* Your assignment
What is needed is each line of the data below that holds the string "Public".

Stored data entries
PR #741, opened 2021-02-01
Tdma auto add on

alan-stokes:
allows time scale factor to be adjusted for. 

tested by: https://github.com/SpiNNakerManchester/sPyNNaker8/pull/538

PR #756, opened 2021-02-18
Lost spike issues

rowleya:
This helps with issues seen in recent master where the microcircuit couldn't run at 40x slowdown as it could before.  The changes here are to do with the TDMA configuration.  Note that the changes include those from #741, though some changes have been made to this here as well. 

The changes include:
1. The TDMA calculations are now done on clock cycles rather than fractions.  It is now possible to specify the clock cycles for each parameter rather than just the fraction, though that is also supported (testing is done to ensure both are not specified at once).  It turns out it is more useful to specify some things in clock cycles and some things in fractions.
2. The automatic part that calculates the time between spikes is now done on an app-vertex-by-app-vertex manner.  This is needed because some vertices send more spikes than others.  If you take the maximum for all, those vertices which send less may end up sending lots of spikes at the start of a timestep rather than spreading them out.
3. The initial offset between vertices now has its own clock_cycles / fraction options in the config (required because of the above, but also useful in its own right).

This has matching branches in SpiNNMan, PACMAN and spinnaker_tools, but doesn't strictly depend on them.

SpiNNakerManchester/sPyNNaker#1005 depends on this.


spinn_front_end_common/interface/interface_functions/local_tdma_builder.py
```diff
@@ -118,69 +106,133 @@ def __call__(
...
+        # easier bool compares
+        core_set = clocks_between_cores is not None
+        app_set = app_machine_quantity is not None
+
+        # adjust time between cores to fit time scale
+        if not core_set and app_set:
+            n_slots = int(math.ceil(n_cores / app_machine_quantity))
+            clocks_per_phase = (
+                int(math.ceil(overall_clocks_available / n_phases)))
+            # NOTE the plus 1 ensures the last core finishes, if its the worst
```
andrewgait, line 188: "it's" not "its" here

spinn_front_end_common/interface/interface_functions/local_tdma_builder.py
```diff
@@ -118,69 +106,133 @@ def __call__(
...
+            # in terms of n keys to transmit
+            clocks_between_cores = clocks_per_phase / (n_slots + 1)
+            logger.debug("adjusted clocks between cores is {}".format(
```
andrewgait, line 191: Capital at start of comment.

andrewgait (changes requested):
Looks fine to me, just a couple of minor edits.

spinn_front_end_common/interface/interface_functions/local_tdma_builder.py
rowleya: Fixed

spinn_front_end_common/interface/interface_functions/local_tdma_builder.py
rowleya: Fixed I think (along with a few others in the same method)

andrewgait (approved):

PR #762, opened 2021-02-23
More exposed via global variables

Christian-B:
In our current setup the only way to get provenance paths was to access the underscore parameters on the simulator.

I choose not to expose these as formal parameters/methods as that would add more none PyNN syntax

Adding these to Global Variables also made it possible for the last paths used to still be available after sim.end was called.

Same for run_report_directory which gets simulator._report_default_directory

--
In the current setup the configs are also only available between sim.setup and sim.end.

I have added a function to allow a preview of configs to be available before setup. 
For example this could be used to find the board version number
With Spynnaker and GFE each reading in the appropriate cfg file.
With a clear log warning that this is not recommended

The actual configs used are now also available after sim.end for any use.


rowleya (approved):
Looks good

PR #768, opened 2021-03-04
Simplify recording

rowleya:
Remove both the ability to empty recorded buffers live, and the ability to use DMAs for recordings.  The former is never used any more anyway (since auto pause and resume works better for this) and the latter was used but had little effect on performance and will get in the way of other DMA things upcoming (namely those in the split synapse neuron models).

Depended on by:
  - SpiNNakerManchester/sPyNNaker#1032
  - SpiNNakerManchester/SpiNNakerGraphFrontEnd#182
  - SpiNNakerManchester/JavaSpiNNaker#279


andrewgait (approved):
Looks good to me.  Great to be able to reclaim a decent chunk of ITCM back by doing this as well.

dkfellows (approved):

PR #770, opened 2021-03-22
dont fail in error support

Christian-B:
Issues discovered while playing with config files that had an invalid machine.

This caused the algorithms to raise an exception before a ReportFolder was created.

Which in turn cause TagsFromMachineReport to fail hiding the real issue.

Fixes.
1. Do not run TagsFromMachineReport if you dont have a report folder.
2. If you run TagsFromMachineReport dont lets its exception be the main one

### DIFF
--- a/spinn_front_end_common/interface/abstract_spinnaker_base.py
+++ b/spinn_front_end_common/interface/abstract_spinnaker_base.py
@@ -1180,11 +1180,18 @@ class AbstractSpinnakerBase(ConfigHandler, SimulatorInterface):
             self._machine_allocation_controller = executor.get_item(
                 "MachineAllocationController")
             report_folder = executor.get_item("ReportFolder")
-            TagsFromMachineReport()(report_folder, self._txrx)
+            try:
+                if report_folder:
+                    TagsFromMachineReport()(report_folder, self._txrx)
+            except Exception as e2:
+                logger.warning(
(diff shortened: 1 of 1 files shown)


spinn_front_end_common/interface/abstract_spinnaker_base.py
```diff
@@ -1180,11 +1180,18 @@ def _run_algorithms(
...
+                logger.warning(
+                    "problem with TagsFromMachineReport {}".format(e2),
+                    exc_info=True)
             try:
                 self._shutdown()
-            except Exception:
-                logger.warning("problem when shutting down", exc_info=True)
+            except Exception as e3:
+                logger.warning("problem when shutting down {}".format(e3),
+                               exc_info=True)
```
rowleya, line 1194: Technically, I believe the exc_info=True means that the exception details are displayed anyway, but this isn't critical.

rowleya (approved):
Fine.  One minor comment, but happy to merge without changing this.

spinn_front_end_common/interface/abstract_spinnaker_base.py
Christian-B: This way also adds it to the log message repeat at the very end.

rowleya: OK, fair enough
==
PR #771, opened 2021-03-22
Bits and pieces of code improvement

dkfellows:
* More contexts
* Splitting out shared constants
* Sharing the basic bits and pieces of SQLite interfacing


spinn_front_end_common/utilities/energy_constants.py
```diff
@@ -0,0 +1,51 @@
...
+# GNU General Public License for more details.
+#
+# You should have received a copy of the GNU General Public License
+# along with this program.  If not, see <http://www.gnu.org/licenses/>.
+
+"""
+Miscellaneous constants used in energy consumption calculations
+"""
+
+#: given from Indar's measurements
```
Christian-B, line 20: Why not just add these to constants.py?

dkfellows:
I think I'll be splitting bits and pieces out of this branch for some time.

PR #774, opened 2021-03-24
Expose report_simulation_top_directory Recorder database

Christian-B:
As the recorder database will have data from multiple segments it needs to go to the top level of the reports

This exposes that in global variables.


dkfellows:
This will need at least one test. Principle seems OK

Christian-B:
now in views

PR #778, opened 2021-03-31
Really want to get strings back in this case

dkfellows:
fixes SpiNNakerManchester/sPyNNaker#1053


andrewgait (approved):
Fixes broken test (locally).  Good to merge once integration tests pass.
---
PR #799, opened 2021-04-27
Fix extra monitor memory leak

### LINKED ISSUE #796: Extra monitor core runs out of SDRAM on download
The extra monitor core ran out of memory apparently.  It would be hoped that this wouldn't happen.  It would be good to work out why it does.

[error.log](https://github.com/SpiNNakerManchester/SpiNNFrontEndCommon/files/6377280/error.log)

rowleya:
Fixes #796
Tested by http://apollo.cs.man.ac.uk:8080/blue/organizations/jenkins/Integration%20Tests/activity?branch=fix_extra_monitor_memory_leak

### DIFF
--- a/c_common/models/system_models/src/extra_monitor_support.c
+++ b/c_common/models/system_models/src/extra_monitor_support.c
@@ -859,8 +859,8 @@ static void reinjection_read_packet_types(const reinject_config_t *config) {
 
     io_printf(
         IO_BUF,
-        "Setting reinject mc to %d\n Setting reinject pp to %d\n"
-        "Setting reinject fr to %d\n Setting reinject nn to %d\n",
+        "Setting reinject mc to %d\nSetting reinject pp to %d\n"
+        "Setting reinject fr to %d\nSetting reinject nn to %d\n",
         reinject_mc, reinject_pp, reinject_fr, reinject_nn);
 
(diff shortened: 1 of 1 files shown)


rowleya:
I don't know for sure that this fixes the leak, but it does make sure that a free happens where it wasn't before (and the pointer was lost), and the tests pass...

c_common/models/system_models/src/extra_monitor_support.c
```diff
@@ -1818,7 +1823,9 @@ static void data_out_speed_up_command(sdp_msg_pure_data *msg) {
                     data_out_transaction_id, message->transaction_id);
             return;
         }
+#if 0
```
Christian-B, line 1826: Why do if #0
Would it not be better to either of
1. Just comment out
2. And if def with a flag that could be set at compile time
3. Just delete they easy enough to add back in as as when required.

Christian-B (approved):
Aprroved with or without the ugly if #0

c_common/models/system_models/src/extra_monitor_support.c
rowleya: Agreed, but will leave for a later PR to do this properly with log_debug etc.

* Answer area
+# GNU General Public License for more details.
+# You should have received a copy of the GNU General Public License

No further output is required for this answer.